# Long 2460 3 point hitch won’t go up all the way.



## Stuart1 (Oct 21, 2018)

I have a 1990’s Long 2460 tractor. It seems to be a pretty rare model. The 3 pt hitch moves up a total of maybe 10 inches. However, to move it up, I have to position the lever at the top and lower it to the middle. If i move the lever all the way to the top the 3pt drops to the ground. If I move the lever to the bottom the hitch drops to the ground. For the top connection on the hitch, there is a hydraulic that operates it that works fine. Is my fluid low? The dipstick is confusing as it has 4 marks on it. 2 on one side and 2 on the other. None of the marks line up. I have always filled the fluid to the middle of the 4 marks. Could my issue be low trans fluid? The pictures are of both sides of the dipstick.

Thanks for the help!


----------



## RC Wells (Dec 26, 2008)

You need to start with your Operator's Manual, and read the section on the three point controls. It sounds as if the draft control is improperly set, but the manual will describe how to set that.

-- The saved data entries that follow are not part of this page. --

PR #37, opened 2025-07-30
Run tests in CI

nettle:
Why: we have GitHub action but it does not run any tests

What:
- Set Clang version (append particular llvm version to PATH)
- Check tools (which and versions)
- Run Bazel test
- Run unit tests
- Remove --stats (not supported by open-source CodeChecker)
- Change extension to yaml

### DIFF
--- a/.github/workflows/test.yaml
+++ b/.github/workflows/test.yaml
@@ -18,33 +18,36 @@ jobs:
       - name: Checkout repository
         uses: actions/checkout@v4
 
-      - name: Set bazel version to 6.5.0
+      - name: Set clang version
+        run: echo "/usr/lib/llvm-18/bin" >> $GITHUB_PATH
+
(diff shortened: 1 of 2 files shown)


Szelethus (changes requested):
I'm personally strongly in favour of letting the original author finish the original work and learn in the process. It's fine to submit totally alterantive solutions to the same problem, we gained a lot from doing that in #21, but not quite the same solution with marginal differences.

`GITHUB_PATH` is interesting, but doesn't align with the, unfortunately only spoken, agreed on goals. The goal as I understand was to keep everything as simple as possible, representative of how a new user/contributor would set up their environment, which this GitHub Workflow specific solution doesn't achieve.

I think this should've been discussed as an idea in #28 and it is what I'd encourage moving forward.

Szelethus:
Landed in #28.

Then refer to the Service Manual for how to check the fluid level. I know they take 5.25 US gallons of fluid without a loader, but would need the manuals to know status of measurement with the stick.


----------



## Stuart1 (Oct 21, 2018)

I have the owners manual. It doesn’t go into specifics with the marks on the dip stick and the level fluid should be on it. I just moved into my house so I’m not sure where the manual is. But it pretty much says “check the dipstick for the fluid level.” I’ll take a look again at that section. I have not been able to locate a service manual. Its difficult to find anything for this tractor. I see plenty of 460 and 2360 models.

Below is the manual that I have.


----------



## RC Wells (Dec 26, 2008)

Take a look here and it may well be worth a call to this vendor to verify the manual covers your tractor. You will need the serial number when you contact them.

The three point control has an internal leaf spring and a shaft with a gear, both of which can fail and create the issue you have. But you need the correct manual to repair and calibrate the system.

http://www.longparts.com/service-manual-p-4727.html


----------



## Stuart1 (Oct 21, 2018)

I’ll have to look into that in the next couple days. Thanks yall. If I can get the hitch straight, it will be a great tractor.


----------